Bah. Rather not type either. Gonna focus instead on seeing some good in today. Many happy folks out there. Sure there has got to be some good news somewhere.
 
Today was as off as could be for me. Depression type thing kicked in for awhile. Sometimes it feels like a real struggle to get past. Used to resort to rage to do the trick. Could say for the longest time that was all I had. More than once I got my hairy ass dumped for just that reason. Not that I would take it out directly at those I dated, but oh when they did see it they took off for the hills.

See I hid behind my brains to mask that part of myself. Inside I would seeth, but the madder I became the more I spoke with serious verbage and refused to show any emotion. One gal I dated cheated on me JUST to get some sort of emotion like anger out of me. It was for her a big gamble. I was close to 2 feet taller and a hellova big fella. Didn't fear the cops nor any courts either. For being smart I was pretty damn dumb. But I would not direct it at her or anything. Instead I found out where she went and turned his fridge over atop of him. Then of course let his head get aquainted with my foot.

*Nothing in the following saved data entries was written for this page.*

PR #29644, opened 2024-10-02
Fix scroll issue in settings infra reactflow

joshenlim:
Currently if you try to mouse wheel scroll in settings/infrastructure while your cursor is in the react flow canvas, nothing happens. This fixes that by ensuring the page scroll works, since we've disabled zoom on scroll for our react flow anyways


alaister (approved):
LGTM!

- Tested on preview

PR #29650, opened 2024-10-02
Chore: Replaced any with interface CSSProperties 

### LINKED ISSUE #29576: replace type any with interface CSSProperties
# Chore
I've noticed that in some places where css is used as props, there is a usage of type "any". We can clearly replace this with usage of interface "CSSProperties" from "react"

## Describe the chore

Replace all instances of type "any" with interface "CSSProperties" where css is used as props.

## Additional context

Take a look at this before, after code example:
image

0xkar4n:
This PR is to update the any with interface CSSProperties where CSS is accepted as a prop which is mentioned in issue #29576
Fixes #29576 

YES

Chore

image

## What is the new behavior?
image


JoyShaheb:
@0xkar4n The purpose is to search, find and replace all instances of the same issue. Not just the file I pointed out, there's more.

fsansalvadore:
@JoyShaheb actually as far as the specific issue #29576, this is actually the correct fix.
Only the `style` type needs to be of CSSProperties type, not all "any".

Thanks anyway for the joining the discussion!

fsansalvadore (approved):
Thanks @0xkar4n 👍

PR #29653, opened 2024-10-02
search and replaced instances of props being type any, to type CSSPropterties

alinagarib:

YES/NO

YES

replaces every instance where type "any" is used as a prop with CSSProperties

repeated usage of props of type any

https://github.com/supabase/supabase/issues/29576

## What is the new behavior?

same, with instances of props: any replaced with props: CSSProperties

## Additional context


JoyShaheb:
@alinagarib, seems like you misunderstood the usage of `CSSPropterties`. The original purpose was to replace the `any` which were used to insert CSS styles as props. Do you need more explanations or some examples?

PR #29660, opened 2024-10-03
Chore/improvements to datetime editing in table editor

joshenlim:
### Small improvements to datetime editing
- In the grid: Date time picker automatically opens when you click to edit a cell
- In the side panel: Added an action for time input types, to either set to NULL or set to now
  - This should alleviate a problem on Safari as the default browser date picker UI does not support setting the value to NULL (See bottom for browser date picker references)
  - On Safari you still can't set a time type field to NULL within the grid editor still though, I haven't been able to figure out a good solution for this just yet as its a little more complicated with the grid cell's focusing state and all
image

Reference for default browser pickers:
- Chrome: 
image
- Safari: 
image
- Firefox:
image

### DIFF
--- a/apps/studio/components/grid/components/editor/DateEditor.tsx
+++ b/apps/studio/components/grid/components/editor/DateEditor.tsx
@@ -1,10 +1,5 @@
-import * as React from 'react'
+import { ChangeEvent, useEffect, useRef } from 'react'
 import type { RenderEditCellProps } from 'react-data-grid'
-
-function autoFocusAndSelect(input: HTMLInputElement | null) {
-  input?.focus()
-  input?.select()
-}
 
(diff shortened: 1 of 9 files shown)


alaister (approved):
For columns with a not-null constraint, we don't need to show the set null option right?
Screenshot 2024-10-03 at 16 20 47

joshenlim:
> For columns with a not-null constraint, we don't need to show the set null option right?
Oh right yeap good point - also found a fix with the set to now for date type (not timestamptz), will fix!

joshenlim:
Okay just pushed up a fix to verify that "Set to now" works on date, time, timetz, timestamp, and timestamptz

alaister (approved):
LGTM!

- Tested on preview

Now I don't have the feet in order to do something that rediculous. Nessie knew that but found out first hand that I still had a bit of anger left to spare. Only once did I really let her have it with what was stored p in my head. Not only did I call her a whore and such, but could site with clarity all the guys she had told me of being with and made her shrink like a flower in the withering sun at what I said. It was also the one time I dumped her (unlike the 20+ times she did so with me). Took her three weeks to get back on my good side, and still I made her pay with a bit of dignity in the process.

I think that is one reason I am opposed to dating now. She hurt me at last and there was no closure on my end. I miss her more than I can say. And that is despite her behavior and actions at the end. Me in a relationship at this time would be a disaster. I would judge the woman by standards of bad relationships, looking for flaws and possibly exploiting them. Tis also why I do not go into chat rooms. Many here I know or knew. My mind retains all the facts that they told me. If I got angry I culd hurt them just as easily as if I punched them in the gut or worse. Hell, I even hold back on other sites that were made to be negative or nasty to one another. I have only befriended three people and of those three I know only what needs to be known.

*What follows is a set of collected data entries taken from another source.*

PR #29661, opened 2024-10-03
Chore/add validation for supabase prefix in edge functions secrets management

joshenlim:
- Add validation for SUPABASE_ prefix when creating new secret
image

- Add validation for SUPABASE_ prefix when deleting secrets
image

### DIFF
--- a/apps/studio/components/interfaces/Functions/EdgeFunctionSecrets/AddNewSecretModal.tsx
+++ b/apps/studio/components/interfaces/Functions/EdgeFunctionSecrets/AddNewSecretModal.tsx
@@ -1,10 +1,15 @@
-import { useParams } from 'common'
-import { useRef, useState } from 'react'
+import { zodResolver } from '@hookform/resolvers/zod'
+import { useEffect, useRef, useState } from 'react'
+import { SubmitHandler, useForm } from 'react-hook-form'
 import { toast } from 'sonner'
-import { Button, Form, Input, Modal } from 'ui'
+import z from 'zod'
 
+import { useParams } from 'common'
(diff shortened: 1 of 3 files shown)


apps/studio/components/interfaces/Functions/EdgeFunctionSecrets/AddNewSecretModal.tsx
```diff
@@ -16,27 +21,44 @@ const AddNewSecretModal = ({ visible, onClose }: AddNewSecretModalProps) => {
   const submitRef = useRef<HTMLButtonElement>(null)
   const [showSecretValue, setShowSecretValue] = useState(false)
 
+  const FormSchema = z.object({
+    name: z
+      .string()
+      .min(1, 'Please provide a name for your secret')
+      .refine((value) => !value.match(/^(SUPABASE_).*/), {
```
alaister, line 28: Are we already validating that these secrets are uppercase? Am I allowed to create secrets with `supabase_` (lowercase)?

joshenlim: these are the checks that API does on their end, so gonna follow them here (so yup lowercase should be fine)
https://github.com/supabase/infrastructure/blob/develop/api/src/routes/v1/projects/ref/secrets/secrets.controller.ts#L106
https://github.com/supabase/infrastructure/blob/develop/api/src/routes/v1/projects/ref/secrets/secrets.dto.ts#L10

alaister (approved):
LGTM!

- Tested on preview

PR #29665, opened 2024-10-03
add edge logs page

jordienr:


joshenlim (approved):
able to verify on staging preview that the page renders with no errors, endpoint is not throwing errors, but none of my staging projects have logs for edge functions though

PR #29669, opened 2024-10-03
Project Status improvements

jordienr:
- add logs links
- set status as coming up when project is less than 10 min old

https://github.com/user-attachments/assets/d0deae35-505b-4409-9059-69035b2d923f


MildTomato (approved):

awalias (changes requested):
can we solve for restoring as well

awalias (approved):
approving just so I'm not blocking but let's def solve for restoring as well

apps/studio/components/interfaces/Home/ServiceStatus.tsx
```diff
@@ -113,13 +132,52 @@ const ServiceStatus = () => {
...
+    if (isProjectNew) return 'Coming up...'
+    if (isSuccess) return 'No issues'
+    return 'Unable to connect'
+  }
+
+  const StatusIcon = ({ isLoading, isSuccess }: { isLoading: boolean; isSuccess: boolean }) => {
+    if (isLoading || isProjectNew) return <Loader2 size={14} className="animate-spin" />
+    if (isSuccess) return <CheckCircle2 className="text-brand" size={18} strokeWidth={1.5} />
+    return <AlertTriangle className="text-warning" size={18} strokeWidth={1.5} />
+  }
```
alaister, line 150: Can these be defined outside of the render method? I find there are often random bugs when defining other components inside components!

apps/studio/components/interfaces/Home/ServiceStatus.tsx
```diff
@@ -105,6 +123,7 @@ const ServiceStatus = () => {
             docsUrl: 'https://supabase.com/docs/guides/functions/troubleshooting',
             isLoading,
             isSuccess: edgeFunctionsStatus?.healthy,
+            logsUrl: '/logs/edge-functions-logs',
```
alaister, line 126: Does this route actually exist?

alaister (approved):
LGTM!

- Tested on preview

A couple of small things:

apps/studio/components/interfaces/Home/ServiceStatus.tsx
joshenlim: ahh yup! it's in here - just merged it
https://github.com/supabase/supabase/pull/29665

apps/studio/components/interfaces/Home/ServiceStatus.tsx
joshenlim: oh yes gotcha! overlooked this one 🙏

PR #29671, opened 2024-10-03
new Integrations page

saltcod:
wip

screenshot-2024-10-09-at-09 17 20


ivasilov (commented):
We should probably move integrations above API docs (maybe even in the second group along DB, Auth because the third group is a group with read-only features).

The webhooks should be the first choice in the sidebar because they're dynamic (may not appear for older projects).

ivasilov (approved):

PR #29678, opened 2024-10-04
feat: workflow run logs

alaister:

feature

https://github.com/user-attachments/assets/305337f1-0591-4820-a0c4-c4f1724c0a79


joshenlim:
Some issues found:
- Probably needs to handle "View logs" for old branches which don't have logs? (Update: might be another issue that's not about old branches)
image

- Nit: small inconsistent padding top bottom here
image

Thinking instead of opening the button, we make the button disabled (using ButtonTooltip) with the text "No logs available for this branch". Cause the modal here feels like a bit of an overkill
image

There doesn't seem to be a way to select another log after choosing one
image

- Unrelated: This can probably be an admonition now, like how it works in the text confirm modal (when you delete a branch)
image

joshenlim (approved):
I can't really test the correctness of the UI as I'm running into workflow logs issue on my staging project but since this is feature flagged - okay to let this go through 👍

PR #29682, opened 2024-10-04
Prevent deploying new replicas if org has outstanding invoices

joshenlim:
Creating new project:
image

Deploying new RR:
image

### DIFF
--- a/apps/studio/components/interfaces/Settings/Infrastructure/InfrastructureConfiguration/DeployNewReplicaPanel.tsx
+++ b/apps/studio/components/interfaces/Settings/Infrastructure/InfrastructureConfiguration/DeployNewReplicaPanel.tsx
@@ -5,12 +5,16 @@ import { toast } from 'sonner'
 
 import { useParams } from 'common'
 import {
-  DISK_LIMITS,
   DISK_PRICING,
   DiskType,
 } from 'components/interfaces/DiskManagement/DiskManagement.constants'
+import {
+  calculateIOPSPrice,
+  calculateThroughputPrice,
+} from 'components/interfaces/DiskManagement/DiskManagement.utils'
 import { useDiskAttributesQuery } from 'data/config/disk-attributes-query'
 import { useEnablePhysicalBackupsMutation } from 'data/database/enable-physical-backups-mutation'
+import { useOverdueInvoicesQuery } from 'data/invoices/invoices-overdue-query'
 import { useProjectDetailQuery } from 'data/projects/project-detail-query'
 import { Region, useReadReplicaSetUpMutation } from 'data/read-replicas/replica-setup-mutation'
 import {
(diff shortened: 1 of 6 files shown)


alaister (approved):
LGTM!

- Tested locally

kevcodez (changes requested):
The backend only restricts this for orgs not on team and enterprise, front end should match that accordingly

Ideally front end should stop implementing all this billing business logic and we should rather have a validation/prereq endpoint that outputs whether the action is possible

joshenlim:
> Ideally front end should stop implementing all this billing business logic

Yeap defo agreed on this - there's multiple places where these sort of validations are required

joshenlim:
> The backend only restricts this for orgs not on team and enterprise, front end should match that accordingly

Just pushed a fix for this one! 🙏 @kevcodez

apps/studio/components/interfaces/Settings/Infrastructure/InfrastructureConfiguration/DeployNewReplicaPanel.tsx
```diff
@@ -78,9 +78,11 @@ const DeployNewReplicaPanel = ({
   const { data: subscription } = useOrgSubscriptionQuery({ orgSlug: org?.slug })
   const { data: diskConfiguration } = useDiskAttributesQuery({ projectRef })
 
-  const hasOverdueInvoices =
-    (allOverdueInvoices ?? []).filter((x) => x.organization_id === project?.organization_id)
-      .length > 0
+  const overdueInvoices = (allOverdueInvoices ?? []).filter(
```
kevcodez, line 81: I think it would be neater if we simply disabled the entire overdueInvoices call for these customers (enabled flag on the query), so there is no unnecessary network call

apps/studio/components/interfaces/Settings/Infrastructure/InfrastructureConfiguration/DeployNewReplicaPanel.tsx
```diff
@@ -78,9 +78,11 @@ const DeployNewReplicaPanel = ({
...
+    (x) => x.organization_id === project?.organization_id
+  )
+  const ignoreOverdueInvoices = ['team', 'enterprise'].includes(subscription?.plan.id ?? '')
```
kevcodez, line 84: I think it would be neater if we simply disabled the entire overdueInvoices call for these customers (enabled flag on the query), so there is no unnecessary network call

joshenlim: gotcha just pushed a change! sorry only just saw this comment 🙏

apps/studio/pages/new/[slug].tsx
```diff
@@ -203,16 +204,22 @@ const Wizard: NextPageWithLayout = () => {
   const { data: organizations, isSuccess: isOrganizationsSuccess } = useOrganizationsQuery()
   const currentOrg = organizations?.find((o: any) => o.slug === slug)
 
+  const { data: orgSubscription } = useOrgSubscriptionQuery({ orgSlug: slug })
+
+  const { data: allOverdueInvoices } = useOverdueInvoicesQuery({
+    enabled: !['team', 'enterprise'].includes(orgSubscription?.plan.id ?? ''),
```
Comment (kevcodez) [inline apps/studio/pages/new/[slug].tsx:210]: This is going to fire immediately as orgSubscription will be undefined while it's still loading

```suggestion
    enabled: orgSubscription && !['team', 'enterprise'].includes(orgSubscription.plan.id),
```

Comment (joshenlim) [reply apps/studio/pages/new/[slug].tsx:210]: oh right gotcha on this! will update for DeployNewReplicaPanel too

kevcodez (approved):
Tested on staging

PR #29685, opened 2024-10-04
Fix auth users count when searching

joshenlim:


alaister (approved):
LGTM!

- Tested on preview

PR #29688, opened 2024-10-04
Fix wrong style width value in solid tutorial

vincentfretin:

YES

Fix issue in code in the solid tutorial.

The previous code gave a ts error:
`Type 'number' is not assignable to type 'Width<0 | (string & {})> | undefined'.ts(2322)`

## What is the new behavior?

The error goes away.

## Additional context

This is using the same logic than the div below. An alternative is just to remove the style on this div, all children have the width specified.


charislam (approved):
Thanks @vincentfretin!

PR #29692, opened 2024-10-05
chore: use amount_due for invoice total

kevcodez:
To not confuse customers thinking they paid double - we will display the amount_due (amount after credits) for now.

We'll do a more sophisticated iteration later, this is mainly to avoid customers from thinking they paid multiple times for the time of the Orb migration.


alaister (approved):
LGTM!

- Tested on preview

PR #29720, opened 2024-10-07
chore: kaizen changes for disk size billing

kevcodez:
- Improved disk size docs on "How billing works" docs
- Fixed a link on the disk management docs
- Moved from tooltip on hover over the pie chart to using a hover card that is on the whole element, making it easier to spot
- Removed the static PieChart icon for compute hours or when usage is filtered by project
- Improved tooltip for disk size metric

Screenshot 2024-10-07 at 20 21 33


alaister (approved):
LGTM!

- Tested on preview

note I couldn't fully test the hovercards, as none of my staging orgs seem to have any usage at all...

PR #29723, opened 2024-10-07
fix: Add special handling for array of enums when fetching table rows

ivasilov:
This PR fixes an issue which occurred when exporting a table to CSV and the table has an enum array field.


joshenlim (approved):
LGTM! Verified on staging preview - hitting "Select all rows" then "Export to CSV" for a table with a enum array column that the output is ["enum1", "enum2"], instead of {enum1, enum2}

separate note though - we probably need to think about how to represent arrays here (exporting data, side panel editor etc). We currently treat arrays in the dashboard as JS arrays, but postgres arrays are different with `{}` instead of `[]`, just wondering if this might be tripping some users up

PR #29724, opened 2024-10-07
fix: allow editing of rate limit when SendEmailHook is enabled

J0:

YES

For developers who only use the Send Email Hook and not the default or custom smtp


J0:
The handling on infra side needs to change as well

PR #33542, opened 2025-02-12
Small refactor to use a separate confirmation modal for right click delete user

joshenlim:
Just so that we don't trigger the user's checkbox when we right click to delete a user (odd UX esp if we hit cancel and the checkbox stays checked)

I had this set up previously actually, but forgot to hook it up 😓


alaister (approved):
LGTM!

- Tested on preview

I want the best for them and I know the worst in me would be a far cry from fair. I am happy for my rp partner here. But I need not know more about her than what is warranted. Knowing about her nerves and exams is a far cry from knowing details that someone that trusts you might expose. I honestly don't want to know more. It is like having a gun in your home. If it isn't loaded it is no more dangerous than a frying pan. That is good enough for me.

Now I am off to watch some illegal movies and such. I might try to be a good guy most of the time but there are some things I will do that is considered wrong. Tis why I on't want to judge folks now. The reverse of that is looking at myself. Not a good idea! G'Night!
 
It is hot as can be today! Can't strip down any further than I hve and still I thnk I have soaked through to another layer of skin here. :yrica doesn't help this I know. If anything it makes it worse with swelling and the like. Good thing Bigfoot isnt here. He would be insisting on leaving the door open to cool things off, and I sure don'twant to deal with more bugs. Not that will stop him when at last he does get back, but hey. Least I have a lil mre time where I can yawn without tasing some sort of critter.

My rp partner didn't post at all yesterday. Got a letter from her saying she would be swamped till at least tomorrow. I don't mind. She is alright and that's all that matters. Gives me time today to watch a few movies. Really haven't gotten much a chance to just do that and relax these past weeks, except for at night. Now though is the perfect time. That is once I leet this box cool down a little. So I will just write more in a bit.
 
Thought I would wait till later to write. Hoped it would be cooler. Twas wrong! Still, said I would try to do this daily and what's a bit of heat?

Been doing a bit of rp with my partner. She is a pleasure outside of rps as well as in and I am lucky to have her. Been a bit preoccupied myself. Catching up on Dr Who and posting to the other site I frequent. Got a bit of a problem there though I loathe mentioning it to anyone. Seems there is a new chap there. Got that damned gut feeling he is underage. Hate it but I am hardly wrong, so I been watching quietly and everything seems to gel with the theory. He asked just how good the mods there were at detecting young ones that tried to join. That's a red flag #1. Then he made mention of being '18ish'. That's numero dos. Behavior is that of a teen, trying to fit in and be liked a lil too much. # three. Then some other comments and behaviors have led me to the assumption he is a youngin.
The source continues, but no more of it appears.